# Exercise prompt:
Below are records. Find each line in them that holds the word "current" and copy it.

# Information supplied:
PR #1294, opened 2024-03-14
uart: allow driver to init as blocking or async

MabezDev:
* adds a mode type param to Uart types
* remove #[interrupt] usage
* add constructor for blocking and async modes
* blocking constructor takes optional interrupt
* async chooses the correct handler to bind at runtime
* moves interrupt enable for uart into the driver

I'm opening this _very_ early to bikeshed names and conventions, but it works and I'm quite pleased how easy it was to get working. I haven't updated all the examples yet, based on the the bikeshedding questions that need answering below.

**EDIT**: Forgot to mention this initially, but the blocking methods are available on _all_ modes, i.e you can still call the blocking versions of the functions on an async driver (but not the other way around), this is by design. Sometimes blocking to send a small amount of data is cheaper than an async context switch.

## Bikeshedding

- How do we want to name the constructors? Currently `new` is blocking, and `new_async` creates an async driver, but I only did this because of the current naming scheme i.e `read_async` exists. We should think about the best way to handle this.

- Do we only want to set the interrupt in the constructor? Should we add another method to set/update the interrupt handler after construction of the driver?

## TODO

- Document at the top level how the drivers can be initialized and why

### DIFF
--- a/esp-hal/src/lib.rs
+++ b/esp-hal/src/lib.rs
@@ -154,6 +154,20 @@ extern "C" fn EspDefaultHandler(_interrupt: peripherals::Interrupt) {
     );
 }
 
+/// A marker trait for intializing drivers in a specific mode.
+pub trait Mode: crate::private::Sealed {}
+
+/// Driver initialized in blocking mode.
+pub struct Blocking;
+
+/// Driver initialized in async mode.
+pub struct Async;
+
+impl crate::Mode for Blocking {}
+impl crate::Mode for Async {}
+impl crate::private::Sealed for Blocking {}
+impl crate::private::Sealed for Async {}
+
 pub(crate) mod private {
     pub trait Sealed {}
 }
--- a/esp-hal/src/uart.rs
+++ b/esp-hal/src/uart.rs
@@ -47,10 +47,16 @@ use core::marker::PhantomData;
 use self::config::Config;
 use crate::{
     clock::Clocks,
-    gpio::{InputPin, InputSignal, OutputPin, OutputSignal},
+    gpio::{InputPin, InputSignal, NoPinType, OutputPin, OutputSignal},
+    interrupt::InterruptHandler,
     peripheral::{Peripheral, PeripheralRef},
-    peripherals::uart0::{fifo::FIFO_SPEC, RegisterBlock},
+    peripherals::{
+        uart0::{fifo::FIFO_SPEC, RegisterBlock},
+        Interrupt,
+    },
     system::PeripheralClockControl,
+    Blocking,
+    Mode,
 };
 
 const CONSOLE_UART_NUM: usize = 0;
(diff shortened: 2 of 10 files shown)


esp-hal/src/lib.rs
```diff
@@ -154,6 +154,15 @@ extern "C" fn EspDefaultHandler(_interrupt: peripherals::Interrupt) {
     );
 }
 
+/// Driver initialized in blocking mode.
+pub struct Blocking;
```
MabezDev, line 158: I still need to add a `Mode` trait to constrain the type params to just `Blocking` or `Async`

esp-hal/src/uart.rs
```diff
@@ -1633,7 +1656,44 @@ mod asynch {
         }
     }
 
-    impl<T> Uart<'_, T>
+    impl<'d, T> Uart<'d, T, Async>
+    where
+        T: Instance + 'd,
+    {
+        /// Create a new UART instance with defaults in [`Async`] mode.
+        pub fn new_with_config_async<P>(
```
jessebraham, line 1664: I think `new_async_with_config` might be a better choice here, this would give us `new`, `new_with_config`, `new_async`, and `new_async_with_config`, which I think looks reasonable. Happy to hear what others think of course.

jessebraham:
I think this looks quite good already, thanks for taking the time to do this. I left one minor comment, and I don't have any strong feelings either way yet regarding when/where the interrupt handler is set, so I'll at least sleep on it.

esp-hal/src/uart.rs
```diff
@@ -317,35 +319,29 @@ impl<TX: OutputPin, RX: InputPin> UartPins for TxRxPins<'_, TX, RX> {
 }
 
 /// UART driver
-pub struct Uart<'d, T> {
+pub struct Uart<'d, T, M> {
```
burrbull, line 322: Should here be default value? And same in `UartTx`, `UartRx`.
```suggestion
pub struct Uart<'d, T, M = Blocking> {
```

bjoernQ:
> Do we only want to set the interrupt in the constructor? Should we add another method to set/update the interrupt handler after construction of the driver?

For DMA I planned to only provide a `set_interrupt_handler` and not take a handler in the (blocking) constructor since probably in 99.99% of all cases it will be `None`

bjoernQ:
> How do we want to name the constructors? Currently new is blocking, and new_async creates an async driver, but I only did this because of the current naming scheme i.e read_async exists. We should think about the best way to handle this

I guess I like it. In my work in progress DMA PR it's `configure` and `configure_for_async` but it's a different case (i.e. for DMA a channel becomes useable after configuring it). Generally having an `_async` suffix for async versions is in-line with how we do it in other places. But t.b.h I don't have a strong opinion on that

MabezDev:
Forgot to mention this initially, but the blocking methods are available on _all_ modes, i.e you can still call the blocking versions of the functions on an async driver (but not the other way around), this is by design. Sometimes blocking to send a small amount of data is cheaper than an async context switch.

jessebraham:
> Forgot to mention this initially, but the blocking methods are available on _all_ modes, i.e you can still call the blocking versions of the functions on an async driver (but not the other way around), this is by design. Sometimes blocking to send a small amount of data is cheaper than an async context switch.

I _think_ this is what's done in the Embassy HALs as well (please correct me if I'm wrong), and it seems reasonable enough to me.

MabezDev:
Blocked on #1299

MabezDev:
I wanted to add an async HIL test but it seems embedded-test isn't quite working with embassy yet, will do that in a separate PR.

MabezDev:
This PR is now ready for review!

It will also serve as a reference for porting the other drivers, so please ask questions! I have more than likely made some mistakes/wrong choices so everything is worth talking about :).

jessebraham (approved):
LGTM, thanks for this!

I guess we should start a tracking issue or something to keep track of updating drivers as well, would be nice to wrap them all up prior to the next release if possible, just for consistency.

jessebraham:
> It will also serve as a reference for porting the other drivers, so please ask questions! I have more than likely made some mistakes/wrong choices so everything is worth talking about :).

Sorry missed this comment 😅 Doesn't matter too much, if we need to change anything we can in another PR. Sorry about that!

# Solution to this exercise:
- How do we want to name the constructors? Currently `new` is blocking, and `new_async` creates an async driver, but I only did this because of the current naming scheme i.e `read_async` exists. We should think about the best way to handle this.
> How do we want to name the constructors? Currently new is blocking, and new_async creates an async driver, but I only did this because of the current naming scheme i.e read_async exists. We should think about the best way to handle this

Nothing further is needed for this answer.